┌─ Excerpted records

Issue #179, opened 2020-10-20
No space for arrows


floriand-e2r:
* **Do you want to request a *feature* or report a *bug*?**
Bug

* **What is the current behavior?**
No extra space is left for displaying arrows: they are displayed between feeder and first node/equipment encountered, and often overlap/touch those if there is not enough place.

* **If the current behavior is a bug, please provide the steps to reproduce and if possible a minimal demo of the problem**
Display a voltage level with a feeder linked to a bus bar section with two consecutive switches or more, for instance [the example in README.md](https://github.com/powsybl/powsybl-single-line-diagram/raw/master/.github/diagram-demo.svg), where some arrows are below switches, or the following:
![arrowsTooClose3](https://user-images.githubusercontent.com/66690739/96572228-dfa9af00-12cc-11eb-90f3-23c1c4be5f8b.png) ![arrowsTooClose2](https://user-images.githubusercontent.com/66690739/96572229-e0424580-12cc-11eb-8db3-855b85861059.png) ![arrowsTooClose](https://user-images.githubusercontent.com/66690739/96572231-e0dadc00-12cc-11eb-8b18-4cc1a078c7a5.png)

* **What is the expected behavior?**
Some space between the arrows and the switch

* **What is the motivation / use case for changing the behavior?**
Better looking diagrams

floriand-e2r:
In fact there's already code in `PositionVoltageLevelLayout` to free some space for arrows, but that code only shifts the feeders 20 pixels away for that (even if not needed). I can adapt the existing code for now, and maybe in the future we add a fictitious node to avoid possible side effects. What do you think @BenoitJeanson?

BenoitJeanson:
I suggest to add a parameter in LayoutParameters like spaceForFeederArrows. Then, when we want to draw arrows, the calculation of the ExternCell should use (externCellHeight-minSpaceForFeederArrows) space for the nodes between the last node of the LegBlock (the one that is not stuck to the BusNode) and last node before Feeder… and yes sometime an extra ficticious node will be required.
By doing this, a side effect will be that all the arrows will all be aligned: but actually this should be pretty, and readable!

PR #185, opened 2020-10-23
Space for feeder arrows

floriand-e2r:

Yes, #179


floriand-e2r:
A short explanation of what is done:
- Like suggested in the issue, I added a minSpaceForFeederArrows parameter in LayoutParameters, default equal to 50 (5 times the default arrow size)
- I couldn't use LegBlock to deal with Feeders like suggested: indeed, Feeders are not in LegBlocks as it is so far only for blocks connected to the bus. So, I've dealt with Feeders by not counting them in the V-span calculation of BodyPrimaryBlock and setting the Y coordinate of the feeder node from the root node and not in `BodyPrimaryBlock.coordVerticalCase()`.
- As arrowDistance parameter might not be compatible with arrow size and minSpaceForFeederArrows parameter, the two arrows are centered in the available space when inserting them in the svg if there is less than (2 * arrowDistance + 2 * arrow height)

At the end I think that what I've done with this feeder special care inside BodyPrimaryBlock is similar to what is done with LegPrimaryBlock. Maybe it would be neater to include feeders in LegPrimaryBlock, or in a new Block type, to better fit in the model. What do you think @BenoitJeanson?

floriand-e2r:
Two examples to see before / after
arrow-before_2 arrow-after_2 
arrows-before arrows-after

BenoitJeanson:
The code looks very good: that's cool that you refactor the adaptCellHeight in the meantime. The result is pretty.

floriand-e2r:
Some before/after examples (from test files):
shunt
shunt_aligned
3WT_alignment

floriand-e2r:
I checked the results in all test reference files which I needed to update, but in 3 test reference files there are some changes I don't completely understand. They are in the force-layout package which is using ForceAtlas to display substation diagrams. It seems ok to my understanding but I don't know if I'm right... could you tell me if you think it's ok @FranckLecuyer? as you were the one coding that part. I put here the svg files corresponding to the old json reference vs the ones corresponding to the new json reference:
- ForceLayout Compaction Horizontal
forceLayoutHorizontal
- ForceLayout Compaction Vertical
forceLayoutVertical
- ForceLayout Compaction None
forceLayoutNone

geofjamg:
> I checked the results in all test reference files which I needed to update, but in 3 test reference files there are some changes I don't completely understand. They are in the force-layout package which is using ForceAtlas to display substation diagrams. It seems ok to my understanding but I don't know if I'm right... could you tell me if you think it's ok @FranckLecuyer? as you were the one coding that part. I put here the svg files corresponding to the old json reference vs the ones corresponding to the new json reference:
> 
>     * ForceLayout Compaction Horizontal
>       forceLayoutHorizontal
> 
>     * ForceLayout Compaction Vertical
>       forceLayoutVertical
> 
>     * ForceLayout Compaction None
>       forceLayoutNone

Result does not seem to be worst that with previous code just different, but it is not clear to me why by just changing some margins in the diagram, we end up with voltage level in a totally different order...
@FranckLecuyer any idea?

FranckLecuyer:
> > I checked the results in all test reference files which I needed to update, but in 3 test reference files there are some changes I don't completely understand. They are in the force-layout package which is using ForceAtlas to display substation diagrams. It seems ok to my understanding but I don't know if I'm right... could you tell me if you think it's ok @FranckLecuyer? as you were the one coding that part. I put here the svg files corresponding to the old json reference vs the ones corresponding to the new json reference:
> > ```
> > * ForceLayout Compaction Horizontal
> >   forceLayoutHorizontal
> > 
> > * ForceLayout Compaction Vertical
> >   forceLayoutVertical
> > 
> > * ForceLayout Compaction None
> >   forceLayoutNone
> > ```
> 
> Result does not seem to be worst that with previous code just different, but it is not clear to me why by just changing some margins in the diagram, we end up with voltage level in a totally different order...
> @FranckLecuyer any idea?

In the ForceLayout, the voltage levels are initially added with random positions to the undirected graph used by the ForceAtlas algorithm (see ForceSubstationLayout.java, 'run' method).
So, the voltage levels are not always in the same order in the final svg.

FranckLecuyer (approved):

BenoitJeanson (approved):

PR #187, opened 2020-11-04
Write svg in json tests for debug

floriand-e2r:

No.

Feature

One cannot easily generate all svg files related to json reference test files (which sometimes correspond to not-so-good diagrams) to see whether the reference is ok, and when changing the reference file whether that change is not unexpectedly changing the diagram rendering.

If writeFile parameter is true in AbstractTestCase, all json tests inheriting from `AbstractTestCase` will generate the corresponding svg file.

No

**Other information**:
Note that this had already been done by @BenoitJeanson for tests extending `AbstractTestCaseRaw`, this PR simply extends this behaviour to all tests extending `AbstractTestCase`

### DIFF
--- a/single-line-diagram-core/src/test/java/com/powsybl/sld/iidm/TestCase1.java
+++ b/single-line-diagram-core/src/test/java/com/powsybl/sld/iidm/TestCase1.java
@@ -37,6 +37,11 @@ import static org.junit.Assert.assertEquals;
  */
 public class TestCase1 extends AbstractTestCaseIidm {
 
+    @Override
+    protected LayoutParameters getLayoutParameters() {
+        return createDefaultLayoutParameters();
+    }
+
     @Before
     public void setUp() {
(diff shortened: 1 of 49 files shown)


single-line-diagram-core/src/test/java/com/powsybl/sld/iidm/TestCase1.java
```diff
@@ -61,7 +61,7 @@ public void test() {
         new BlockOrganizer().organize(g);
 
         // calculate coordinates
-        LayoutParameters layoutParameters = new LayoutParameters()
+        layoutParameters = new LayoutParameters()
```
geofjamg, line 64: Maybe not very important but it is probably a little bit weak as a design. Maybe just have an `abstract LayoutParameters getLayoutParameter()` in the base class?

geofjamg (approved):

└─

_Action item:_ Every record above must appear again in the answer, unchanged.

_Problem solution:_
Issue #179, opened 2020-10-20
No space for arrows


floriand-e2r:
* **Do you want to request a *feature* or report a *bug*?**
Bug

* **What is the current behavior?**
No extra space is left for displaying arrows: they are displayed between feeder and first node/equipment encountered, and often overlap/touch those if there is not enough place.

* **If the current behavior is a bug, please provide the steps to reproduce and if possible a minimal demo of the problem**
Display a voltage level with a feeder linked to a bus bar section with two consecutive switches or more, for instance [the example in README.md](https://github.com/powsybl/powsybl-single-line-diagram/raw/master/.github/diagram-demo.svg), where some arrows are below switches, or the following:
![arrowsTooClose3](https://user-images.githubusercontent.com/66690739/96572228-dfa9af00-12cc-11eb-90f3-23c1c4be5f8b.png) ![arrowsTooClose2](https://user-images.githubusercontent.com/66690739/96572229-e0424580-12cc-11eb-8db3-855b85861059.png) ![arrowsTooClose](https://user-images.githubusercontent.com/66690739/96572231-e0dadc00-12cc-11eb-8b18-4cc1a078c7a5.png)

* **What is the expected behavior?**
Some space between the arrows and the switch

* **What is the motivation / use case for changing the behavior?**
Better looking diagrams

floriand-e2r:
In fact there's already code in `PositionVoltageLevelLayout` to free some space for arrows, but that code only shifts the feeders 20 pixels away for that (even if not needed). I can adapt the existing code for now, and maybe in the future we add a fictitious node to avoid possible side effects. What do you think @BenoitJeanson?

BenoitJeanson:
I suggest to add a parameter in LayoutParameters like spaceForFeederArrows. Then, when we want to draw arrows, the calculation of the ExternCell should use (externCellHeight-minSpaceForFeederArrows) space for the nodes between the last node of the LegBlock (the one that is not stuck to the BusNode) and last node before Feeder… and yes sometime an extra ficticious node will be required.
By doing this, a side effect will be that all the arrows will all be aligned: but actually this should be pretty, and readable!

PR #185, opened 2020-10-23
Space for feeder arrows

floriand-e2r:

Yes, #179


floriand-e2r:
A short explanation of what is done:
- Like suggested in the issue, I added a minSpaceForFeederArrows parameter in LayoutParameters, default equal to 50 (5 times the default arrow size)
- I couldn't use LegBlock to deal with Feeders like suggested: indeed, Feeders are not in LegBlocks as it is so far only for blocks connected to the bus. So, I've dealt with Feeders by not counting them in the V-span calculation of BodyPrimaryBlock and setting the Y coordinate of the feeder node from the root node and not in `BodyPrimaryBlock.coordVerticalCase()`.
- As arrowDistance parameter might not be compatible with arrow size and minSpaceForFeederArrows parameter, the two arrows are centered in the available space when inserting them in the svg if there is less than (2 * arrowDistance + 2 * arrow height)

At the end I think that what I've done with this feeder special care inside BodyPrimaryBlock is similar to what is done with LegPrimaryBlock. Maybe it would be neater to include feeders in LegPrimaryBlock, or in a new Block type, to better fit in the model. What do you think @BenoitJeanson?

floriand-e2r:
Two examples to see before / after
arrow-before_2 arrow-after_2 
arrows-before arrows-after

BenoitJeanson:
The code looks very good: that's cool that you refactor the adaptCellHeight in the meantime. The result is pretty.

floriand-e2r:
Some before/after examples (from test files):
shunt
shunt_aligned
3WT_alignment

floriand-e2r:
I checked the results in all test reference files which I needed to update, but in 3 test reference files there are some changes I don't completely understand. They are in the force-layout package which is using ForceAtlas to display substation diagrams. It seems ok to my understanding but I don't know if I'm right... could you tell me if you think it's ok @FranckLecuyer? as you were the one coding that part. I put here the svg files corresponding to the old json reference vs the ones corresponding to the new json reference:
- ForceLayout Compaction Horizontal
forceLayoutHorizontal
- ForceLayout Compaction Vertical
forceLayoutVertical
- ForceLayout Compaction None
forceLayoutNone

geofjamg:
> I checked the results in all test reference files which I needed to update, but in 3 test reference files there are some changes I don't completely understand. They are in the force-layout package which is using ForceAtlas to display substation diagrams. It seems ok to my understanding but I don't know if I'm right... could you tell me if you think it's ok @FranckLecuyer? as you were the one coding that part. I put here the svg files corresponding to the old json reference vs the ones corresponding to the new json reference:
> 
>     * ForceLayout Compaction Horizontal
>       forceLayoutHorizontal
> 
>     * ForceLayout Compaction Vertical
>       forceLayoutVertical
> 
>     * ForceLayout Compaction None
>       forceLayoutNone

Result does not seem to be worst that with previous code just different, but it is not clear to me why by just changing some margins in the diagram, we end up with voltage level in a totally different order...
@FranckLecuyer any idea?

FranckLecuyer:
> > I checked the results in all test reference files which I needed to update, but in 3 test reference files there are some changes I don't completely understand. They are in the force-layout package which is using ForceAtlas to display substation diagrams. It seems ok to my understanding but I don't know if I'm right... could you tell me if you think it's ok @FranckLecuyer? as you were the one coding that part. I put here the svg files corresponding to the old json reference vs the ones corresponding to the new json reference:
> > ```
> > * ForceLayout Compaction Horizontal
> >   forceLayoutHorizontal
> > 
> > * ForceLayout Compaction Vertical
> >   forceLayoutVertical
> > 
> > * ForceLayout Compaction None
> >   forceLayoutNone
> > ```
> 
> Result does not seem to be worst that with previous code just different, but it is not clear to me why by just changing some margins in the diagram, we end up with voltage level in a totally different order...
> @FranckLecuyer any idea?

In the ForceLayout, the voltage levels are initially added with random positions to the undirected graph used by the ForceAtlas algorithm (see ForceSubstationLayout.java, 'run' method).
So, the voltage levels are not always in the same order in the final svg.

FranckLecuyer (approved):

BenoitJeanson (approved):

PR #187, opened 2020-11-04
Write svg in json tests for debug

floriand-e2r:

No.

Feature

One cannot easily generate all svg files related to json reference test files (which sometimes correspond to not-so-good diagrams) to see whether the reference is ok, and when changing the reference file whether that change is not unexpectedly changing the diagram rendering.

If writeFile parameter is true in AbstractTestCase, all json tests inheriting from `AbstractTestCase` will generate the corresponding svg file.

No

**Other information**:
Note that this had already been done by @BenoitJeanson for tests extending `AbstractTestCaseRaw`, this PR simply extends this behaviour to all tests extending `AbstractTestCase`

### DIFF
--- a/single-line-diagram-core/src/test/java/com/powsybl/sld/iidm/TestCase1.java
+++ b/single-line-diagram-core/src/test/java/com/powsybl/sld/iidm/TestCase1.java
@@ -37,6 +37,11 @@ import static org.junit.Assert.assertEquals;
  */
 public class TestCase1 extends AbstractTestCaseIidm {
 
+    @Override
+    protected LayoutParameters getLayoutParameters() {
+        return createDefaultLayoutParameters();
+    }
+
     @Before
     public void setUp() {
(diff shortened: 1 of 49 files shown)


single-line-diagram-core/src/test/java/com/powsybl/sld/iidm/TestCase1.java
```diff
@@ -61,7 +61,7 @@ public void test() {
         new BlockOrganizer().organize(g);
 
         // calculate coordinates
-        LayoutParameters layoutParameters = new LayoutParameters()
+        layoutParameters = new LayoutParameters()
```
geofjamg, line 64: Maybe not very important but it is probably a little bit weak as a design. Maybe just have an `abstract LayoutParameters getLayoutParameter()` in the base class?

geofjamg (approved):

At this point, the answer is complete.